PR #776, opened 2026-06-04
Add client-level HTTP headers

river-walras:
## Summary
Add a connection-level `headers` keyword to both sync and async client creation so callers can attach HTTP headers to every request made by clickhouse-connect, including the initialization queries sent during client construction.

## Use Case
This supports ClickHouse deployments exposed through HTTP gateways that require request headers before traffic reaches ClickHouse. A concrete example is Cloudflare Tunnel with Cloudflare Access / Zero Trust service tokens:

```python
    host="clickhouse.example.com",
    secure=True,
    username="default",
    password="...",
    headers={
        "CF-Access-Client-Id": "...",
        "CF-Access-Client-Secret": "...",
    },
)
```

Per-request `transport_settings` can already send HTTP headers for normal queries, but it cannot help with client initialization because `_init_common_settings()` runs before the caller can pass per-request options. Connection-level headers close that gap.

## Parameter Design
I used an explicit `headers` parameter instead of promoting `transport_settings` to the constructor because the new values are plain HTTP headers, and `transport_settings` already has overloaded request-level meaning in the driver. Keeping the names separate makes the public API easier to discover and avoids spreading that ambiguity to client creation.

Header merge order is intentionally:

1. Driver defaults, including auth and `User-Agent`
2. Client-level `headers`
3. Per-request `transport_settings`
4. Forced `Host` from `server_host_name`

This lets users intentionally override driver-generated headers when they need a gateway-specific escape hatch, while preserving per-request overrides for one-off calls.

## Tests
- Added unit coverage for sync client headers being present during initialization.
- Added sync and async unit coverage for request-level override behavior.
- Added shared client factory coverage with Cloudflare-style headers.

Local validation run:

- `uv run ruff check clickhouse_connect/driver/__init__.py clickhouse_connect/driver/httpclient.py clickhouse_connect/driver/asyncclient.py tests/integration_tests/test_client.py tests/unit_tests/test_driver/test_httpclient.py`
- `uv run pytest tests/unit_tests/test_driver/test_httpclient.py::TestHttpClientHeaders tests/unit_tests/test_driver/test_httpclient.py::TestAsyncClientHeaders -q`

The focused integration test could not be completed locally because no ClickHouse server was listening on `localhost:8123`.

### DIFF
--- a/clickhouse_connect/driver/__init__.py
+++ b/clickhouse_connect/driver/__init__.py
@@ -132,7 +132,7 @@ def create_client(
     :param settings: ClickHouse server settings to be used with the session/every request
     :param headers: Additional HTTP headers to send with every request. This can be used for proxy or gateway
       authentication, such as Cloudflare Access service token headers. These headers are applied after driver defaults,
-      so they can intentionally override headers such as Authorization, User-Agent, or Accept-Encoding.
+      so they can intentionally override headers such as Authorization or User-Agent.
     :param generic_args: Used internally to parse DBAPI connection strings into keyword arguments and ClickHouse settings.
       It is not recommended to use this parameter externally.
 
@@ -258,7 +258,7 @@ async def create_async_client(
     :param settings: ClickHouse server settings to be used with the session/every request
     :param headers: Additional HTTP headers to send with every request. This can be used for proxy or gateway
       authentication, such as Cloudflare Access service token headers. These headers are applied after driver defaults,
-      so they can intentionally override headers such as Authorization, User-Agent, or Accept-Encoding.
+      so they can intentionally override headers such as Authorization or User-Agent.
     :param generic_args: Used internally to parse DBAPI connection strings into keyword arguments and ClickHouse settings.
       It is not recommended to use this parameter externally
     :param connector_limit: Maximum number of allowable connections to the server
--- a/clickhouse_connect/driver/__init__.py
+++ b/clickhouse_connect/driver/__init__.py
@@ -93,6 +93,7 @@ def create_client(
     secure: bool | str = False,
     dsn: str | None = None,
     settings: dict[str, Any] | None = None,
+    headers: dict[str, str] | None = None,
     generic_args: dict[str, Any] | None = None,
     **kwargs,
 ) -> Client:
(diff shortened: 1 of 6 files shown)


clickhouse_connect/driver/__init__.py
```diff
@@ -221,6 +256,9 @@ async def create_async_client(
     :param dsn: A string in standard DSN (Data Source Name) format. Other connection values (such as host or user)
       will be extracted from this string if not set otherwise.
     :param settings: ClickHouse server settings to be used with the session/every request
+    :param headers: Additional HTTP headers to send with every request. This can be used for proxy or gateway
+      authentication, such as Cloudflare Access service token headers. These headers are applied after driver defaults,
+      so they can intentionally override headers such as Authorization, User-Agent, or Accept-Encoding.
```
joe-clickhouse: The `Accept-Encoding` part here is not quite accurate. Client-level headers are applied to `self.headers`, but the normal query path later sets `Accept-Encoding` from `self.compression`, then per-request `transport_settings` can still override it which I think is the right call. Request-specific headers should win over connection defaults. Please just drop `Accept-Encoding` from the list of headers that client-level headers can override.

```suggestion
      so they can intentionally override headers such as Authorization or User-Agent.
```

clickhouse_connect/driver/__init__.py
```diff
@@ -115,6 +130,9 @@ def create_client(
...
```
joe-clickhouse: See the other comment related to this.

```suggestion
      so they can intentionally override headers such as Authorization or User-Agent.
```

joe-clickhouse (commented):
Hi @river-walras thanks for the contribution and thanks for addressing the comments so far. I have two things on my end:

1. Sync `ping()` currently bypasses the header merge in `_raw_request()` because it calls `self.http.request(...)` directly in `httpclient.py`. Please build the ping headers from the client headers, e.g. `headers=dict_copy(self.headers)` so that ping has them as well. Note the async `ping()` already sends them through the session defaults so we're good there. This will restore parity. A unit test for sync ping with client headers would be good to add.
2. I left a note in the code about Accept-Encoding in the docstrings.

Otherwise we're about there!

joe-clickhouse (approved):
Looks good, thanks @river-walras!

PR #778, opened 2026-06-04
Add Mintlify docs verification workflow

Blargian:
## Summary

Verify this repo's `docs/` as a slice of the aggregated ClickHouse docs site over on ClickHouse/ClickHouse. The job runs inside the clickhouse/docs-builder image, where git, python3 and mint (mintlify CLI) are all present, so nothing is installed and this repo vendors no scripts.

It fetches the check driver from ClickHouse/ClickHouse at runtime; the driver shallow/sparse-clones the aggregator docs and any scripts needed to run the docs check, replaces the language client docs copy in the aggregator repo with this repo's `docs/` (from the branch the docs check runs on) and runs the same checks that ClickHouse/ClickHouse docs check runs from the docs root. A non-zero exit fails the job.

Requires:
1. https://github.com/ClickHouse/ClickHouse/pull/106258 (refactors the Mintlify docs check as part of praktika to be easily consumable from other repos without needing praktika as a dependency)
2. PR to add the Mintlify site in https://github.com/ClickHouse/mintlify-docs-dev to the server repo.
## Checklist


.github/workflows/docs_verify.yml
```diff
@@ -0,0 +1,46 @@
...
+  verify:
+    runs-on: ubuntu-latest
+    name: Mintlify checks
+    # Run inside the docs image so every dependency (git, python3, mint, node)
+    # is present -- nothing is installed, and this repo vendors no scripts.
+    container:
+      image: clickhouse/docs-builder
+    steps:
+      - name: Checkout clickhouse-connect
+        uses: actions/checkout@v4
```
joe-clickhouse: We'll need to update this to v5

```suggestion
        uses: actions/checkout@v5
```

joe-clickhouse:
According to Claude:

Status update after https://github.com/ClickHouse/ClickHouse/pull/106258 merged today. I re-ran the failed Mintlify check and the workflow itself now works end to end. The driver downloads, splices this repo's docs into the aggregator, and runs both checks.

The remaining failures are not problems with this workflow.

1. The aggregator docs on ClickHouse master are still a skeleton. The missing snippet and most of the broken links are pages that exist in mintlify-docs-dev but have not been imported to the server repo yet. The check cannot pass until that lands.
2. Our docs still used the old /core link prefix, which does not exist in the new site layout. Fix is up in #794. Once that merges, a re-run here will pick it up through the merge ref.

Blargian:
Hi @joe-clickhouse, we're now deploying the new site from `/docs` in `ClickHouse/ClickHouse`. After #794 the check here should pass.

Quite slow to run - 16 minutes (we have about 16 000 pages in the docs with translation), but I can take this to Mintlify to speed up.

joe-clickhouse (approved):
@Blargian looks like it worked! 14 min (which is what it took in this run) for the docs workflow is a bit of a deal breaker though. So the sooner we can bring that up with mintlify the better.

Blargian:
> @Blargian looks like it worked! 14 min (which is what it took in this run) for the docs workflow is a bit of a deal breaker though. So the sooner we can bring that up with mintlify the better.

Opened https://github.com/ClickHouse/ClickHouse/pull/109585 to address. Had Claude take a look at what `mint validate` does internally, and just build a bare minimum version of that which will run only for the pages in this repo, rather than on all 16 000 pages of docs (with translations). Should be good enough for our purposes - we just need to check that these pages have valid MDX and that the nav points to files which exist.  We will run the full check only when PRing the changes against ClickHouse/ClickHouse in any case.

Any chance I could ask for a review on https://github.com/ClickHouse/ClickHouse/pull/109585? 🙏

joe-clickhouse:
@Blargian amazing! Mintlify check when from 14 min to 1 min. Nice work!

PR #780, opened 2026-06-05
Add more test writing instructions to AGENTS.md

alex-clickhouse:
Ran into some issues when testing agentic bug fixes, hopefully this will lead the agent to behave a bit better :)

### DIFF
--- a/AGENTS.md
+++ b/AGENTS.md
@@ -113,8 +113,14 @@ When you reconcile the sub-agent's findings into your reply to the user, preserv
 - Limit parentheses.
 - Use single spaces between sentences.
 
-## Test Data
+## Writing Tests
 
+- A bug fix needs a regression test. Write tests that FAIL on the unpatched code and PASS with your fix, and confirm both directions before claiming the fix works.
+- If existing tests break due to your changes, do not edit the tests to make them pass, unless the tests were asserting fundamentally incorrect behavior. If that was the case, call it out explicitly. If you cannot justify the new expected value from the issue or from `Server Behavior Is Authoritative`, your code is wrong, not the test.
+- Derive expected values from the spec and from empirically testing against the server.
+- Inspect existing tests covering similar areas to make sure you are writing tests in the right style and with the right coverage.
+- Make sure to test both the happy path as well as sad paths. Make sure to cover all relevant edge cases.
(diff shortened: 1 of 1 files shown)


AGENTS.md
```diff
@@ -113,8 +113,15 @@ When you reconcile the sub-agent's findings into your reply to the user, preserv
...
+- If existing tests break due to your changes, do not edit the tests to make them pass, unless the tests were asserting fundamentally incorrect behavior. If that was the case, call it out explicitly. If you cannot justify the new expected value from the issue or from `Server Behavior Is Authoritative`, your code is wrong, not the test.
+- Derive expected values from the spec and from empirically testing against the server.
+- Inspect existing tests covering similar areas to make sure you are writing tests in the right style and with the right coverage.
+- Make sure to test both the happy path as well as sad paths. Make sure to cover all relevant edge cases.
+- When testing types, cover the full type matrix: ClickHouse type hints compose and formatting is recursive, so a change to how a value is formatted must be tested across all the shapes it can take: scalar, Array(T), Tuple(...), Array(Tuple(...)),  Nullable(T), and spelling and case variants of the type name.
+- Aim to be complete, but also terse. Don't use two tests to cover what could be done in one.
```
mshustov, line 124: Do we have any noteworthy patterns for parametrized tests that we should point out?

joe-clickhouse: Yes, I'll leave in a separate comment.

joe-clickhouse (approved):
Looks good! Regarding the test matrix stuff, I'd add one calling out how to paramaterize a test.

- Express a matrix of cases with `@pytest.mark.parametrize` rather than near-duplicate test bodies. This satisfies the terseness goal below and is the right place for the type-shape and case-variant coverage above.

And then another specifically bringing up the fact that sync and async client can use a paramaterized fixture to test both one a single test.

- Client behavior must hold for both the sync and async clients. For integration tests use the `param_client` and `call` fixtures from `tests/integration_tests/conftest.py`, which run one test body against both transports via the `client_mode` parameter. See `tests/integration_tests/test_temporal.py` for the pattern. Do not write a sync-only test for a change that touches shared client code.

alex-clickhouse:
Don't merge this yet pls, I'm running some experiments and they'd be contaminated if we changed AGENTS.md mid-way through.

joe-clickhouse:
@alex-clickhouse just let me know when you're ready to merge.

PR #792, opened 2026-06-10
fix uuid and ip address bind parameters rendering unquoted inside containers

### LINKED ISSUE #791: `format_bind_value` doesn't quote UUID/IPv4Address/IPv6Address inside Array
### Describe the bug
`format_query_value` (client-side substitution) handles `uuid.UUID`, `IPv4Address`, and `IPv6Address` by quoting them. `format_bind_value` (server-side params) has no branch for these types, so they fall through to return `str(value)`.

At top level this is harmless (a bare string is correct for a `{name:String}` param). But nested inside an Array/Tuple/Map, the element is emitted unquoted, producing an invalid literal e.g. an IN-list of UUIDs bound to `{name:Array(String)}` becomes `[019e1780-…, …]` and the server rejects it with `Code: 26 ... Cannot parse quoted string ... cannot be parsed as Array(String)`.

This is wrong when using SQLAlchemy `server_side_params`, where `Column.in_([...])` of UUID/IP objects compiles to an `Array(String)` bind.

### Steps to reproduce

```python
import uuid
from clickhouse_connect.driver.binding import format_bind_value, format_query_value

u = uuid.UUID("019e1780-3b41-7673-a645-17f9b60fe8ec")

format_bind_value([u], top_level=False)   # [019e1780-3b41-7673-a645-17f9b60fe8ec]   <-- unquoted, invalid
format_query_value([u])                    # ['019e1780-3b41-7673-a645-17f9b60fe8ec'] <-- correct
```

### Expected behaviour

`format_bind_value` should quote UUID/IPv4Address/IPv6Address at nested level, matching `format_query_value`, so container literals are valid.

#### Environment
* clickhouse-connect version: `1.2.0`

Giuzzilla:
## Summary
`format_bind_value` now quotes `uuid.UUID`, `IPv4Address`, and `IPv6Address` at nested level, matching `format_query_value`, so Array/Tuple/Map literals bound to server-side params (e.g. SQLAlchemy Column.in_ of UUIDs) are valid.

Closes #791 

## Checklist


joe-clickhouse (approved):
Looks good. thanks!

PR #799, opened 2026-06-12
add mypy to CI with a per-module baseline for issue #692

joe-clickhouse:
## Summary
Sets up the type checking foundation for #692 so annotation work can proceed in small PRs.

- Adds mypy 2.1.0, pinned in tests/test_requirements.txt like ruff
- Adds a Mypy job to CI that runs alongside the Ruff job
- Adds `[tool.mypy]` config in `pyproject.toml` targeting Python 3.10
- Ignores missing imports for optional dependencies without stubs and for the compiled `driverc` modules
- Baselines the modules that do not yet pass with `ignore_errors` so CI is green from the start
- Contributors annotate a module, remove it from the baseline list, and CI enforces it stays clean
- `py.typed` gets restored in a final PR once the baseline list is empty

### DIFF
--- a/.github/workflows/on_push.yml
+++ b/.github/workflows/on_push.yml
@@ -44,6 +44,22 @@ jobs:
       - name: Ruff lint check
         run: ruff check clickhouse_connect tests examples setup.py
 
+  typecheck:
+    runs-on: ubuntu-latest
+    name: Mypy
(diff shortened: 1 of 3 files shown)


peter-leonov-ch (approved):
Types ❤️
****************
**EXERCISE DETAILS**
Check the listing for the word "some". Show each line that has it.

**ANSWER BOX**
Ran into some issues when testing agentic bug fixes, hopefully this will lead the agent to behave a bit better :)
Don't merge this yet pls, I'm running some experiments and they'd be contaminated if we changed AGENTS.md mid-way through.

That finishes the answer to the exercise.